With tongue and tail wagging wildly, Larry the lead dog crossed the finish line in March in sunny Nome, Alaska—after running 1,131 miles to win the Iditarod Trail Sled Dog Race for the third year in a row. To most mortals, Larry looks like a happy but nondescript, scrawny mutt. To sled dog mushers, he is a mini legend that simply needs no introduction. To scientists, Larry may hold the key to a physiological mystery.
Specifically, sled dogs seem to flip an internal switch that acutely changes how they burn fat calories, allowing them to keep going and going and going with no obvious pain. Figuring out how that mechanism works may have implications for human diabetics and those battling obesity.
Researchers first discovered the metabolic switch in 2005, when a team headed by Oklahoma State University’s Michael Davis—who has been investigating the metabolic, gastrointestinal, respiratory and blood systems of sled dogs for 10 years—did a controlled study at a professional racing kennel in Alaska. Mushers ran the dogs in mock, 100-mile races for four to five days in a row. Every 100 miles the researchers took matchstick-size samples of leg muscle (about 60 milligrams apiece) from the dogs to test for protein levels, enzyme activity and glycogen, a starchlike compound that stores energy for quick release.

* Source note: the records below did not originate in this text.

Issue #4022, opened 2022-07-11
Regression: top and bottom bars no longer hide on scroll


darinwf:
## Expected behavior

When scrolling a page, the top and bottom bars should hide.

## Actual behavior

Top and bottom bars no longer hide.

## Screenshots or recordings

https://user-images.githubusercontent.com/79867437/178342075-432d7cd7-abec-4218-905f-d3b94340ed10.MP4

## Hardware and software

- Your device: iPhone 12 
- OS version: iOS 15.5
- App version: Neeva Browser 1.49.1 (245)

I believe it was fine in 1.48.3, so this is a recent regression on `main`

evancrow:
Going to the CardGrid and back seems to fix this.

darinwf:
> Going to the CardGrid and back seems to fix this.

Interesting! Looks like just creating a new tab through tapping on the URL bar will also resolve the issue.

evancrow:
The issue is caused by the `WebView` being created after the `selectedTabPublisher` is sent, so the `webView.scrollView` is `nil` when `setupDelegates` is set.

PR #4023, opened 2022-07-11
Fix Hide Toolbars on Scroll

evancrow:
Cause by the `WebView` being `nil` when the `selectedTabPublisher` is sent.

### How was this tested?
- [x] I tested this manually

Fixed: #4022


darinwf:
> Cause by the WebView being nil when the selectedTabPublisher is sent.

Hmm, why not fix `selectedTabPublisher` to ensure that the WebView is non-nil then? Instead of working around it. Maybe other code will be broken as well?

Is it hard to make the WebView non-nil when `selectedTabPublisher` runs?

Glycogen turns out to be a crucial piece of the metabolic switch. During the first few days of racing, sled dogs draw energy from glycogen stored inside muscle cells. But instead of depleting glycogen stores and tiring the muscles, the animals suddenly switch to a glycogen-sparing metabolism. They start drawing energy from sources outside of the muscles.
Davis suggests that the muscle cells start extracting fat directly from the blood and somehow transport this fat across the cell membranes and into the cells, where it can be burned as fuel. During race times, fat builds up in a sled dog’s blood, most likely because of the high-fat racing diet. Each 50-pound canine consumes about 12,000 calories daily (typically 60 percent fat and 40 percent carbohydrate and protein).
According to Raymond Geor, an exercise physiologist at Michigan State University, sled dog muscle cells are well equipped to use this fat because they have a higher mitochondrial density—more cellular power plants—than other animals. The mystery is how the blood-borne fat gets into cells in the first place. Increasing evidence suggests that fat is transported into the cells along similar pathways as glucose, Davis says, with the hormone insulin playing a critical role. Researchers are exploring the sled dog’s sensitivity to insulin to better understand this pathway.
Breeding probably had much to do with the development of the metabolic switch. Larry is descended from a long line of racing dogs. “The bloodlines of my dogs date back 100 years,” says Lance Mackey, Larry’s owner and legendary racing musher, the only person to win the long-distance Iditarod and the Yukon Quest in the same year with the same dog team. “They are mixed breeds—mutts—but they’ve been bred to run.”
Selective breeding, though, may not be the whole story. The dogs may have learned to switch metabolic strategies on demand through intense training. If so, then researchers might have an easier time applying what they learn about the canines to humans training for an endurance event or those seeking treatment for diabetes or obesity. Such patients might benefit, for instance, if researchers could pinpoint the mechanisms that boost the body’s sensitivity to insulin or that better utilize fat that builds up in muscle tissue.
This year Mackey won the Iditarod by one of the widest margins ever, finishing a comfortable eight hours ahead of his closest competitor. That Iditarod, however, will be the last one for Larry, after participating for eight of his nine living years. He will officially retire from racing at the end of this year for a well-deserved, if unneeded, rest.